Of Canovan, his fealty to his mother, and his wife who had died at the shrine of her ancestor.

Scian, who was built on a human’s bones.

Hestra, and her unstable ambivalence. Hseth, and her human-stoked terrors.

Kissen, and the things that she had seen, the cruel gods she had been paid to destroy.

At least, the ones she had told Inara about.

White lies, perhaps. Or just brutal truths, aimed to challenge Inara’s path, give her some taste of the grey waters of the world she lived in.

‘Not all things are certain,’ said Skedi. ‘Not all things last forever.’
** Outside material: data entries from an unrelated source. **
Issue #71, opened 2026-06-05
[TASK] Connection lifecycle, INFO/CONNECT negotiation, and the auth carrier


ELares:
Parent: #11

Specify the full connection lifecycle from TCP/TLS open through INFO/CONNECT capability and version negotiation, keepalive, and graceful and ungraceful close, plus the generic auth carrier that #18 fills without touching framing. Document it as a state diagram. No code; this is the handshake contract every client implements.

## Approach

On accept, the server sends INFO advertising a capability bitset and limits: max_frame_size (default 1 MiB, hard ceiling 16 MiB), default credit window (finite, not 65535), supported compression codecs and dictionary ids (for #12), header support, auth methods, and a protocol version. The client replies with CONNECT echoing the subset it will use and carrying `[u8 auth_method][varint auth_len][auth_blob]`. Auth methods: 0 none (allowed only on loopback or unix socket), 1 bearer-token inline, 2 SCRAM-style challenge-response, 3 mTLS-only (blob empty, identity from cert). For method 2 the server may reply ERR(AUTH_CONTINUE 0x0100) with a nonce, prompting a second CONNECT. Define PING/PONG for liveness and RTT with a default interval and a missed-PONG close. Credit is always reset and re-advertised per (re)connect, never carried across connections. Specify graceful close (drain then FIN) versus ungraceful (fatal ERR then close). Version negotiation is Kafka-style: unknown verbs above 0x1F and unknown user header keys are ignored-or-error per a capability flag, so new frames do not break old peers.

## Acceptance criteria

- [ ] State diagram covering open, INFO/CONNECT, optional AUTH_CONTINUE, established, PING/PONG, graceful and ungraceful close.
- [ ] INFO field set and CONNECT echo rules specified.
- [ ] Auth carrier shape frozen with the four method ids and the loopback-only rule for method 0; handoff to #18 documented.
- [ ] Version and capability negotiation rules for unknown verbs and header keys defined.
- [ ] PING interval, missed-PONG threshold, and credit-reset-per-connect rules stated.

## Failure considerations

Reconnect storms arise when a client cannot tell fatal from transient; mitigate with the fatal-vs-transient ERR split and a clear close protocol. A desynced capability set (client uses a feature the server did not advertise) is a fatal ERR, not undefined behavior. Auth-method downgrade is prevented by the server refusing method 0 off-loopback regardless of client request, coordinated with #18.

ELares:
[...]

PR #406, opened 2026-06-09
feat: negotiated per-consumer credit in the Connect/Info handshake (#292)

### LINKED ISSUE #292: [TASK] Wire-advertised / negotiated per-consumer credit in the Connect/Info handshake (follow-up to #275)

ELares:
Closes #292

Wire-advertised / negotiated per-consumer credit in the Connect/Info handshake, the deferred WIRE half of #275/#65. The handshake bodies were EMPTY; they now carry the credit negotiation in a versioned, length-prefixed, forward-compatible body. This is an ADDITIVE wire change: the frozen `Connect`/`Info` FrameType tags (1, 2) are unchanged, only the previously-empty body gained a format.

## Body format (versioned, length-prefixed, forward-compatible)

Both bodies share: `body_version: u8` (`HANDSHAKE_BODY_VERSION` = 1), `field_len: u16` (the known-field block length), then the v1 block.
- `ConnectBody` v1 block: `flags: u8` (presence bits), `requested_credit: u32 LE`, `requested_credit_bytes: u64 LE`.
- `InfoBody` v1 block: `flags: u8`, `credit {negotiated, cap}: u32 LE`, `credit_bytes {negotiated, cap}: u64 LE`.

Trailing bytes past the block (a future version's appended fields, e.g. the #71/#11 `wire_protocol_version` + capability bitset) are tolerated and ignored, so this body is the seam those fields slot into without a re-break.

## Negotiation

The effective per-consumer credit is `min(client request, server cap)`, or the server default when the client requests nothing. A request can only TIGHTEN the server cap, never raise it; no unbounded/`request(MAX)` value is representable. The negotiated credit governs the existing `consumer_credit` / `consumer_credit_bytes` consumer pull.

## Backward-compat (both directions)

- An OLD client's EMPTY `Connect` decodes to no-request, so the server uses its defaults.
- A new client tolerates an OLD server's EMPTY `Info` (decodes to no-advertisement) and keeps its own local credit.

## Decode safety

Cap-before-alloc (the declared `field_len` is bounds-checked against the body before any read); an unknown `body_version` is a typed `BadHandshakeVersion`; a malformed body is a typed error / clean close (server replies `Err`, client surfaces `ClientError::Body`), never a panic or over-allocation. New `connect_body`/`info_body` fuzz targets + regression seeds; proto proptests; the server reads its caps LOCALLY off the engine handle (no actor round-trip), preserving the #177 head-of-line property.

## Tests with teeth

A client requesting a credit gets `min(request, cap)`; an empty Connect gets the server default; an empty Info leaves the client on its local credit (both directions); a malformed handshake body is a typed error not a panic; the negotiated credit governs the pull; the FrameType freeze + wire round-trip + fuzz replay stay green.

## Local gate

`cargo fmt --all -- --check`, `cargo clippy --workspace --all-targets -- -D warnings -W clippy::pedantic`, and `cargo test --workspace` all pass; no em/en dashes; FrameType golden test intact.

Docs: CONTRACTS.md (body format), COMPATIBILITY.md + compat/versions.md (additive handshake-body change + empty-body backward-compat), FLOW_CONTROL.md (negotiated credit), CHANGELOG.


ELares:
Independent adversarial review APPROVE after one fix. The review caught a CRITICAL flow-control bypass: a client requesting Some(0) byte-credit hit 0, which aliases UNLIMITED in the pull path, disabling its own in-flight-byte ceiling (memory-exhaustion bypass regressing #275). Fixed: a 0 (unlimited) request now clamps DOWN to a finite cap, with regression tests on both dimensions. Everything else teeth-proven clean: backward-compat both directions, the message-cap clamp, cap-before-alloc decode, the FrameType freeze, and the #177 head-of-line invariant (caps read locally). Rebased onto main (resolved the CHANGELOG keep-both); CI green. Merging.

PR #407, opened 2026-06-09
feat(cli): offline mutating admin verbs (consumer-reset, dlq-redrive) (#299)

ELares:
## What

The AUTH-FREE, broker-stopped subset of the mutating admin surface (#299): two OFFLINE CLI verbs that operate on a STOPPED broker's data directory. A mutating surface OVER THE WIRE needs connection-scoped auth (an unauthenticated remote data-destruction endpoint is an RCE/data-loss-class hole), so this PR ships only the parts that are safe without auth: the offline verbs an operator who already owns the filesystem runs while the broker is stopped. Both take the same exclusive data-dir lock `serve` holds, so they refuse a running broker (exit 5) and can never race a live writer (the broker-stopped contract).

### Delivered (offline, auth-free)

- **`admin consumer-reset --data-dir <dir> --group <name> --to <offset|earliest|latest>`** rewrites a work-group's durable cursor checkpoint to a chosen offset, clamped to the durable range `[earliest_retained, head]`. An out-of-range explicit offset (or an invalid group name the broker's discovery would skip) is rejected (exit 1). It reuses the broker's **exact codecs** (the dual-slot CRC `Checkpoint` + the `AckCursor` snapshot), so the file is byte-for-byte one the broker's recovery resumes from, not a new variant.
- **`admin dlq-redrive --data-dir <dir>`** re-injects the dead-lettered records from the durable DLQ sink (`dlq/`) back onto the main log via the log's own append path: **append + fsync the records FIRST, then advance a durable `dlq-redrive.ckpt` watermark** (the same dual-slot CRC checkpoint). The watermark makes a completed redrive **idempotent** (a re-run re-injects nothing); a crash before the watermark advance re-redrives the suffix (at-least-once), **never corrupting the log**. The DLQ sink is preserved.

### Deferred (and why)

- **The mutating WIRE forms** (the same actions on a LIVE broker) and **`force-reap`** (reaping stuck leases on a running broker, which has no offline meaning) need connection-scoped auth, so they are deferred to the authed admin surface (#380 / #106). `admin force-reap` is a clean usage error here, naming the deferral.

## Crash-safety + correctness

- Reuses the atomic discipline: the dual-slot CRC checkpoint (a torn write reverts to the prior durable slot) and the segmented log's append+fsync. A crash mid-operation leaves a recoverable data directory, never a corrupt log.
- The canonical cursor-checkpoint naming now lives in `ironbus-storage::naming` and the **engine delegates to it** (single source of truth, so the offline rewrite and the broker's writes target byte-for-byte the same file).

## Tests with teeth

- The **real broker** (engine) resumes a named group from the reset offset.
- Reset clamps to the durable range; an out-of-range offset and an invalid group name are rejected and write nothing.
- DLQ redrive re-injects every poison record and is **idempotent on a re-run** (no duplicates); a crash before the watermark advance leaves a recoverable log and **re-redrives at-least-once**.
- Both verbs **refuse a running broker** (the dirlock, exit 5).
- The versioned `--json` schemas (`ironbus.cli.admin-consumer-reset.v1` / `ironbus.cli.admin-dlq-redrive.v1`) and the frozen exit codes are pinned.

## Engineering invariants

No `unwrap`/`expect`/`panic` in non-test paths, typed errors to the frozen exit codes, no `unsafe`, `ironbus-core` stays IO-free, the on-disk formats are written EXACTLY as the broker writes them (same codecs, no new variant). No em/en dashes.

## Local gate (green)

- `cargo fmt --all -- --check`: pass
- `cargo clippy --workspace --all-targets -- -D warnings -W clippy::pedantic`: pass
- `cargo test --workspace`: pass (1301 tests)

## Docs

`CLI.md`, `CLI_CONTRACT.md` (the new verbs, their `--json` schema, exit codes, the broker-stopped contract), `CONTRACTS.md` (the `dlq-redrive.ckpt` watermark, the shared cursor-checkpoint naming), `compat/versions.md` (schema rows), and a terse CHANGELOG bullet.

refs #299 (stays open to track the deferred authed/online wire admin verbs and force-reap)


ELares:
Independent adversarial review APPROVE after one fix. The review found a cross-feature bug: redrive dropped the COMPRESSED flag so a redriven compressed record (default lz4 codec) decoded as garbage. Fixed: DlqEntry carries the stored flags and redrive re-applies COMPRESSED (append re-derives HAS_KEY/HAS_XXH3), with a teeth test. Everything else teeth-proven clean: offline-only (no wire surface), crash-safe with the broker exact codecs (append+fsync then watermark), idempotent, clamp+reject, dirlock before any write. Rebased onto main (CHANGELOG + versions.md keep-both); CI green. #299 stays open for the authed verbs. Merging.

Inara sighed and nodded, then pulled a small knife out of her pocket and slid it along her palm. She grimaced as it bit – it did not get any easier. But then she let her blood drop, drop onto the slabs at the god’s feet, hiding it so the caretaker didn’t see what she was giving.

‘God of safe haven,’ she called.

Yusef.

‘Father mine. Recognise your daughter.’

Recognise me. Rise for me.

Would the blood be enough, just a few drops? But poor Solom had seen signs that the god was risen, that he was back in the world, brought back into shape by faith and will and hope. A great god of this new age of trade and commerce, a bastion against the wild, till the wild had killed him.

Nothing happened, but Inara held her will, not allowing it to waver, reaching out to the statue, to the offerings, not to the place of the god but to the divine within it, beyond it. Skedi sat above her, watchful, careful.

Then, after a long, long moment, she sensed a change. A scent. Green earth and rain, a crackle of woodsmoke and charcoal, so intense she could almost feel the warmth of a homely fire, the feeling of coming in from the cold to bright comfort.

Then the scent changed again, to the smell of polished wood and well-thumbed coins, to pine-pressed silks, and sweet, rich pomegranate.